- Invasion of Sawiq: Part of the Muslim–Quraysh War
| Date | (c. June 624), AH 2, Dhu al-Hijjah Islamic Calendar |
| Location | Madinah |
| Result | Quraysh victory (controversial) Abu Sufyan burns farms of Urayd and kills two Muslims, then flees; Muslims return bringing back some sawiq, a type of flour; |

Belligerents
- Muslims: Quraysh

Commanders and leaders
- Muhammad: Abu Sufyan

Strength
- Unknown: 200

Casualties and losses
- 2 Muslim civilians killed: 0

= Invasion of Sawiq =

Event in early islamic history, 624 CE

The Invasion of Sawiq occurred after the Quraysh's defeat in the Battle of Badr. After suffering defeat at the Battle of Badr, Abu Sufyan ibn Harb, the Quraysh leader, vowed that he would not bathe until he avenged the results of that battle. Abu Sufyan gathered 200 mounted men, took the eastern road through the Nejd and secretly arrived by night, at the settlement of Banu Nadir, a Jewish tribe. However, the Jewish chief, Huwey refused him admission to the Jewish quarters (reportedly out of fear). Abu Sufyan along with another leader of the Banu Nadir tribe of Jews, Sallam ibn Mishkam, conspired to attack Madinah but they were unsuccessful.

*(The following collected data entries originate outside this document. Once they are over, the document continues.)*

PR #36266, opened 2023-06-23
GH-35901: [C++][Python] pyarrow.csv.write_csv crashes when writing tables containing FixedSizeBinaryArray

### LINKED ISSUE #35901: [Python] pyarrow.csv.write_csv crashes when writing tables containing FixedSizeBinaryArray

Suppose we have a large array of binary strings
```
import numpy as np
import pyarrow as pa
import pyarrow.csv as pcsv

nparr = np.frombuffer(np.random.randint(65, 91, int(4E8), 'u1'), 'S4')
```
We want to construct a FixedSizedBinaryArray and Table
```
fixedarr = pa.array(nparr, pa.binary(4))
fixedtable = pa.Table.from_arrays([fixedarr], names=['fixedsize'])
```

Alternatively, construct a BinaryArray and Table
```
binarr = pa.array(nparr, pa.binary())
bintable = pa.Table.from_arrays([binarr], names=['binary'])
```
Setting up the csv write option
```
csvoption = pcsv.WriteOptions(include_header=False, batch_size=2048, delimiter='|', quoting_style='none')
```
Writing the table containing BinaryArray works
```
pcsv.write_csv(bintable, 'binary.csv', write_options=csvoption)
```

But writing the table containing FixedSizedBinaryArray crashes after first `batch_size`
```
pcsv.write_csv(fixedtable, 'fixedsize.csv', write_options=csvoption)
```
Note both tables are compatible with `pyarrow.parquet.write_table` though.

**Environment**: 
Windows 10
pyarrow 12.0.0
Python 3.10.10

### Component(s)

Python

vibhatha:
### Rationale for this change

Crash occurs when writing a CSV file using `pyarrow.csv.write_csv` with a `FixedSizedBinaryArray`. And the crash is sensitive to the datasize. And this PR fixes this [issue](https://github.com/apache/arrow/issues/35901).

This PR includes a minor change to a the logic in `scalar_cast_string.cc`.

### Are these changes tested?

I have added a Python test to evaluate the user's issue and replicated the bug.
And the test case I have added test it parametricly. Also I tested existing C++
tets.

Issue filed by a user: https://github.com/apache/arrow/issues/35901

* Closes: #35901


felipecrv:
Is this still a draft or ready for review?

felipecrv (approved):

westonpace (changes requested):
Just one small concern about the test.  Thanks for the fix.

python/pyarrow/tests/test_csv.py
```diff
@@ -1968,3 +1968,27 @@ def test_write_csv_decimal(tmpdir, type_factory):
...
+
+    csvoption = WriteOptions(include_header=True, batch_size=2048,
+                             delimiter='|', quoting_style='none')
+
+    write_csv(fixed_table, file_name, write_options=csvoption)
+
+    assert os.path.exists(file_name)
+
+    res_table = read_csv(file_name)
+    assert fixed_table.shape, res_table.shape
```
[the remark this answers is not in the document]
vibhatha: Updated the code. Thanks for catching this one.

python/pyarrow/tests/test_csv.py
```diff
@@ -1968,3 +1968,28 @@ def test_write_csv_decimal(tmpdir, type_factory):
...
+    int(1E2),
+    int(1E4),
+    int(1E6)
+))
+def test_large_binary_write_to_csv(tmpdir, data_size):
+    file_name = tmpdir / "fixedsize_"+str(data_size)+".csv"
+
+    nparr = np.frombuffer(np.random.randint(65, 91, data_size, 'u1'), 'S4')
+
+    fixed_arr = pa.array(nparr, pa.string())
```
westonpace, line 1983:
```suggestion
    fixed_arr = pa.array(nparr, pa.binary(4))
```
This test, as written, doesn't actually reproduce the error.  Changing this to be fixed size binary does trigger the error (assuming you compile without your fix).  You will need to update the comparison though because fixed size binary will be read back as string without any other options.  So you will also need to specify the column type (using convert_options) when reading from CSV.

westonpace (changes requested):
I believe the fix is correct.  We need to change the test slightly to make sure it is regressing the underlying problem.

python/pyarrow/tests/test_csv.py
vibhatha: You're correct, I have missed that point. Test cases have been updated.

westonpace (changes requested):
Looks like the test is failing (I think you might need to combine chunks on the result before comparing).  Also, looks like there is a minor lint issue.

python/pyarrow/tests/test_csv.py
```diff
@@ -1972,6 +1972,38 @@ def test_write_csv_decimal(tmpdir, type_factory):
...
+    parse_options = ParseOptions(delimiter="|")
+    convert_options = ConvertOptions(column_types={"fixedsize": pa.binary(4)})
+    read_options = ReadOptions(block_size=2048)
+
+    res_table = read_csv(file_name, parse_options=parse_options,
+                         convert_options=convert_options,
+                         read_options=read_options)
+    res_table = res_table.combine_chunks()
+
+    assert res_table.column(0).chunks[0] == fixed_table.column(0).chunks[0]
```
AlenkaF, line 2004:
```suggestion
    if not res_table.equals(fixed_table):
        # Better error output
        assert res_table.to_pydict() == fixed_table.to_pydict()
```

python/pyarrow/tests/test_csv.py
```diff
@@ -1972,6 +1972,41 @@ def test_write_csv_decimal(tmpdir, type_factory):
...
+    read_options = ReadOptions(block_size=2048)
+
+    res_table = read_csv(file_name, parse_options=parse_options,
+                         convert_options=convert_options,
+                         read_options=read_options)
+    res_table = res_table.combine_chunks()
+
+    if not res_table.equals(fixed_table):
+        assert assert res_table.schema == fixed_table.schema
+        assert assert res_table.num_rows == fixed_table.num_rows
```
AlenkaF, line 2006:
```suggestion
        assert res_table.schema == fixed_table.schema
        assert res_table.num_rows == fixed_table.num_rows
```

AlenkaF:
Hm, now the Python 3.9 build is passing and 3.8 is failing. I am creating 3.9 env locally to see what I can find, hope to stop the suggest change-commit spam =)

AlenkaF:
I have found out the cause for the random flakey failures in the CI.

The code in the tests is generating a numpy array with random strings of length 4. They can also include the string `"NULL"` which currently gets converted to `None`.

<details>
<summary>Reproducible example</summary>

```python
import pyarrow as pa
import numpy as np
import os
from pyarrow.csv import (read_csv, write_csv,
                         ConvertOptions, ParseOptions,
                         ReadOptions, WriteOptions)

file_name = "fixedsize_NULL"
nparr = np.array([b'NULL'])
fixed_arr = pa.array(nparr, pa.binary(4))
fixed_table = pa.Table.from_arrays([fixed_arr], names=['fixedsize'])

write_options = WriteOptions(include_header=True, batch_size=2048,
                                delimiter='|')
write_csv(fixed_table, file_name, write_options=write_options)

assert os.path.exists(file_name)

parse_options = ParseOptions(delimiter="|")
convert_options = ConvertOptions(column_types={"fixedsize": pa.binary(4)})
read_options = ReadOptions(block_size=2048)

res_table = read_csv(file_name, parse_options=parse_options,
                        convert_options=convert_options,
                        read_options=read_options)
```

```python
>>> nparr
array([b'NULL'], dtype='|S4')
>>> fixed_table
pyarrow.Table
fixedsize: fixed_size_binary[4]
----
fixedsize: [[4E554C4C]]
>>> res_table
pyarrow.Table
fixedsize: fixed_size_binary[4]
----
fixedsize: [[null]]
```
</details>

We should use `convert_options = ConvertOptions(column_types={"fixedsize": pa.binary(4)}, quoted_strings_can_be_null=False)` so that `"NULL"` is not converted to `None`.

Will add the change via suggestions.

vibhatha:
> I have found out the cause for the random flakey failures in the CI.
> 
> The code in the tests is generating a numpy array with random strings of length 4. They can also include the string `"NULL"` which currently gets converted to `None`.
> Reproducible example
> 
> We should use `convert_options = ConvertOptions(column_types={"fixedsize": pa.binary(4)}, quoted_strings_can_be_null=False)` so that `"NULL"` is not converted to `None`.
> 
> Will add the change via suggestions.

Oh Wow! Awesome catch @AlenkaF :pray: 
Thanks for working on this one.

AlenkaF:
I wasn't able to get the right indent though so I expect, at least, the linter error 😬 😁

pitrou:
Please explicitly describe the rationale in the PR description. "This PR fixes an already filed issue which has been evaluated as a bug" is not an appropriate description.

cpp/src/arrow/compute/kernels/scalar_cast_string.cc
```diff
@@ -338,10 +338,12 @@ BinaryToBinaryCastExec(KernelContext* ctx, const ExecSpan& batch, ExecResult* ou
...
-    ARROW_ASSIGN_OR_RAISE(
-        output->buffers[0],
-        arrow::internal::CopyBitmap(ctx->memory_pool(), input.buffers[0].data,
-                                    input.offset, input.length));
+    if (input.buffers[0].data != nullptr) {
+      ARROW_ASSIGN_OR_RAISE(
+          output->buffers[0],
+          arrow::internal::CopyBitmap(ctx->memory_pool(), input.buffers[0].data,
+                                      input.offset, input.length));
+    }
```
pitrou, line 346: This seems to fix a bug in the C++ kernels, so, could you add a test in this area as well?
There are existing tests in https://github.com/apache/arrow/blob/f98a13250d10dba248a2bb85989d6b80265e82d8/cpp/src/arrow/compute/kernels/scalar_cast_test.cc#L2059 which you could expand.

python/pyarrow/tests/test_csv.py
```diff
@@ -1972,6 +1972,39 @@ def test_write_csv_decimal(tmpdir, type_factory):
     assert out.column('col').cast(type) == table.column('col')
 
 
+@pytest.mark.parametrize("data_size", (
+    int(1E2),
+    int(1E4),
+    int(1E6)
```
pitrou, line 1978: Why the parameterization? What is the intent here?

python/pyarrow/tests/test_csv.py
```diff
@@ -1972,6 +1972,39 @@ def test_write_csv_decimal(tmpdir, type_factory):
...
+))
+def test_large_binary_write_to_csv(tmpdir, data_size):
+    file_name = tmpdir / "fixedsize_"+str(data_size)+".csv"
+
+    nparr = np.frombuffer(np.random.randint(65, 91, data_size, 'u1'), 'S4')
+
+    fixed_arr = pa.array(nparr, pa.binary(4))
+    fixed_table = pa.Table.from_arrays([fixed_arr], names=['fixedsize'])
+    fixed_table = fixed_table.combine_chunks()
```
pitrou, line 1987: Is this line actually necessary for this test?

python/pyarrow/tests/test_csv.py
anjakefala: From playing with it, `int(1E6)` is the one that actually reproduces the bug (results in a segfault on main). 

Is there value in also having `int(1E2)` or `int(1E4)` to make sure there wasn't a regression with relatively smaller binary arrays? If there isn't, we can remove those parameters.

python/pyarrow/tests/test_csv.py
anjakefala: Not necessary anymore! It will be updated in the next push.

anjakefala: (It's not. =)

vibhatha:
> Please explicitly describe the rationale in the PR description. "This PR fixes an already filed issue which has been evaluated as a bug" is not an appropriate description.

@pitrou I updated the description. Is the updated description helpful?

python/pyarrow/tests/test_csv.py
pitrou: I don't think there is value in that, no.

cpp/src/arrow/compute/kernels/scalar_cast_string.cc
anjakefala: I attempted to expand the test! I'm still new to Arrow-C++, could you take a look at it?

cpp/src/arrow/compute/kernels/scalar_cast_test.cc
```diff
@@ -2104,6 +2104,11 @@ TEST(Cast, BinaryToString) {
     // ARROW-16757: we no longer zero copy, but the contents are equal
     ASSERT_NE(invalid_utf8->data()->buffers[1].get(), strings->data()->buffers[2].get());
     ASSERT_TRUE(invalid_utf8->data()->buffers[1]->Equals(*strings->data()->buffers[2]));
+
+    // ARROW-35901: check that casting with first buffer being a `nullptr` works
```
pitrou, line 2108:
```suggestion
    // GH-35901: check that casting with first buffer being a `nullptr` works
```

cpp/src/arrow/compute/kernels/scalar_cast_test.cc
```diff
@@ -2104,6 +2104,11 @@ TEST(Cast, BinaryToString) {
...
+    auto fixed_array_null = ArrayFromJSON(from_type, "[]");
+    fixed_array_null->data()->buffers[0] = NULLPTR;
+    CheckCast(fixed_array_null, ArrayFromJSON(string_type, "[]"));
```
pitrou, line 2111: Did you make sure that this fails without the patch?

cpp/src/arrow/compute/kernels/scalar_cast_test.cc
```diff
@@ -2104,6 +2104,11 @@ TEST(Cast, BinaryToString) {
     // ARROW-16757: we no longer zero copy, but the contents are equal
     ASSERT_NE(invalid_utf8->data()->buffers[1].get(), strings->data()->buffers[2].get());
     ASSERT_TRUE(invalid_utf8->data()->buffers[1]->Equals(*strings->data()->buffers[2]));
+
+    // ARROW-35901: check that casting with first buffer being a `nullptr` works
+    auto fixed_array_null = ArrayFromJSON(from_type, "[]");
+    fixed_array_null->data()->buffers[0] = NULLPTR;
```
pitrou, line 2110: Let's make sure that this is a valid array?
```suggestion
    fixed_array_null->data()->buffers[0] = NULLPTR;
    ASSERT_OK(fixed_array_null->ValidateFull());
```

python/pyarrow/tests/test_csv.py
```diff
@@ -1972,6 +1972,33 @@ def test_write_csv_decimal(tmpdir, type_factory):
     assert out.column('col').cast(type) == table.column('col')
 
 
+def test_large_binary_write_to_csv(tmpdir):
+    data_size = int(1E6)
```
pitrou, line 1976: Can you add a comment mentioning the GH issue?

python/pyarrow/tests/test_csv.py
```diff
@@ -1972,6 +1972,33 @@ def test_write_csv_decimal(tmpdir, type_factory):
...
+    file_name = tmpdir / "fixedsize_"+str(data_size)+".csv"
```
pitrou, line 1977: I'm not sure why this is parameterizing the file name, but in any case, should try to follow PEP 8 and put spaces around operators.

(also, you can use a f-string)

python/pyarrow/tests/test_csv.py
```diff
@@ -1972,6 +1972,33 @@ def test_write_csv_decimal(tmpdir, type_factory):
...
+
+    nparr = np.frombuffer(np.random.randint(65, 91, data_size, 'u1'), 'S4')
+
+    fixed_arr = pa.array(nparr, pa.binary(4))
+    fixed_table = pa.Table.from_arrays([fixed_arr], names=['fixedsize'])
+
+    write_options = WriteOptions(include_header=True, batch_size=2048,
+                                 delimiter='|')
```
pitrou, line 1985: There is nothing wrong with this, but the custom delimiter seems gratuitous. Is the batch size related to the data size?

pitrou: (if it is, this means you could have a much smaller `data_size` and something like `batch_size = data_size // 4`? also with a comment mentioning why this is important for this test)

cpp/src/arrow/compute/kernels/scalar_cast_test.cc
anjakefala: It now passes with the patch and segfaults on main! The patch was doing the check after an `offset` check. This only affected sliced `Buffers`.

python/pyarrow/tests/test_csv.py
anjakefala: I'm pretty sure both `batch_size` and `delimiter` were picked up from the code that originally caught the bug: https://github.com/apache/arrow/issues/35901.

The `data_size` seems important for triggering the case (smaller `data_sizes` weren't triggering it). I'll play with `batch_size`, and remove the delimiter.

anjakefala: Turns out `batch_size` is not important, either!

vibhatha: The `batch_size` doesn't matter much, but for the sake of error reproduction, I used it. But the data size is important. I agree with @anjakefala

Abu Sufyan took refuge with Sallam bin Mishkan. Salam gave Abu Sufyan a hospitable welcome and the intelligence regarding Medina. At night, Abu Sufyan took his men to the Urayd corn fields, a place about two or three miles to the north-east of Medina. He burnt these farms and killed two Muslims. Abu Sufyan and his men ran away. When Muhammad found out, he gathered his men in hot pursuit. Abu Sufyan and his men, however, managed to flee. The Muslims managed to capture some of the sawiq (a type of flour) thrown away by the Quraysh men, who did so to lighten their burden and flee.